I married a 14-year-old Lao daughter-in-law for the second time, and I haven't gotten a license for four years of marriage, so it's very difficult to go back to China

This is the 3,146th real story we have told

Lao sister-in-law's younger brother went to school, but she called and unceremoniously ordered: "Are the Chinese here? My brother needs 5 million Lao dollars to go to school, you prepare it for me." ”

I am the "Chinese" in the mouth of my sister-in-law in Laos, and I came to Laos to marry a daughter-in-law 14 years younger, which seems lucky, but in fact I have a lot of troubles. Marrying a Laotian daughter-in-law is equivalent to marrying a family, and everyone uses me as an ATM.

Even the family of the "married" uncle came to me to buy firewood, rice, oil and salt, charge phone bills, and even give birth to children. Usually I was so scared that I didn't dare to go to my uncle's house, and as soon as I entered the door, his children asked me for money.

Before we returned to China, my Lao sister-in-law was already planning to bring my washing machine and refrigerator to their house. He also said that if I kept my father-in-law, I would have to give his family 5 million Lao Yuan (equivalent to 4,000 yuan) every month.

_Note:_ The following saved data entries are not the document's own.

PR #1609, opened 2022-05-09
[SYSTEMDS-3374] Federated primitive for transferring a local data object to a federated representation

OlgaOvcharenko:
This PR adds a federated primitive for transferring a local data object (matrices and frames) to a federated representation, e.g. `federated(local_matrix=A1, addresses=list($in_X1, $in_X2, $in_X3, $in_X4),
    ranges=list(list(0, 0), list($rows/4, $cols), list($rows/4, 0), list(2*$rows/4, $cols),
    list(2*$rows/4, 0), list(3*$rows/4, $cols), list(3*$rows/4, 0), list($rows, $cols)))`.


mboehm7:
LGTM - thanks for the patch @OlgaOvcharenko. I will merge this in with minor changes as a number of merge conflicts already accumulated. However, there is quite some redundancy in `InitFEDInstruction` - could you please (in a follow-up PR) eliminate this redundancy, construct a federatedMap, and subsequently simply call broadcastSliced as an existing primitive for transferring slices of a local data object to individual federated workers. That way, we're reuse the well-tested and compact runtime primitive without need for changing the worker handler.

PR #1611, opened 2022-05-11
[SYSTEMDS-3185] Federated Response Serialization Caching

ywcb00:
Hi,
This PR introduces the reuse of serialized federated responses. In order to avoid redundant serialization, we put the serialized byte array of federated responses containing a CacheBlock into the lineage cache and mark it with a separate lineage item for serialization derived from the lineage item of the underlying data. The next time the same data is requested, the serialization process for the federated response is skipped and the cached bytes are loaded directly into the output buffer.
The implementation overrides the encode method of netty's ObjectEncoder to check whether we can reuse the serialization prior to the actual encoding, and to obtain and store the serialized bytes after the encoding.

Thanks for review :)


mboehm7:
LGTM - thanks @ywcb00 for the patch. During the merge, I fixed a few unnecessary imports, formatting, and the stringbuilder handling in federated statistics.

PR #1617, opened 2022-05-17
[WIP] Perftest update and cleanup before release

Baunsgaard:


scripts/perftest/runAll.sh
```diff
@@ -26,50 +26,94 @@ then
   exit 1;
 fi
 
-# Optional argument that can be a folder name for where generated data is stored
```
j143, line 29: https://github.com/apache/systemds/blob/f59b906469f8e9fa54870223bb4efdf91c29fdf2/dev/release/do-release.sh#L28

it will be helpful to be able run the scripts from the root folder!

Baunsgaard: I don't understand your code reference, but i think i get your point.
I disagree since the perftest ideally should be run as a self contained test suite on released artifacts.
This currently is possible by changing folder from root, because our shell script for executing systemds defaults to use our
src if you run it from somewhere that looks like the root of our project overwriting any specific use of artifacts.

PR #1620, opened 2022-05-21
generate proto file

j143:
discussion points:
1. the generated java file is not taking the license header
2. Content seems to be a bit different from the older version of generated java file. (is there a way to test it)
3. Is this generation step going to happen every time we run `mvn package`

Solves #1578


Baunsgaard:
overall i think this seems nice.
We can just add that license is not needed in this file.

How should I be good with such a mother's family? When and when can I bring my wife and children home?

I married a 14-year-old Lao daughter-in-law for the second time, and I haven't gotten a license for four years of marriage, so it's very difficult to go back to China

(At the age of 37, he married his daughter-in-law in Laos and gave birth to a daughter)

My name is Lao Xu @ Lao Xu's Lao daughter-in-law, born in Puyang County, Henan Province in 1982.

I have 4 siblings in my family, two older sisters and one younger brother. In the early years, my parents did a small business, mainly selling fruits, and they sold for more than 20 years.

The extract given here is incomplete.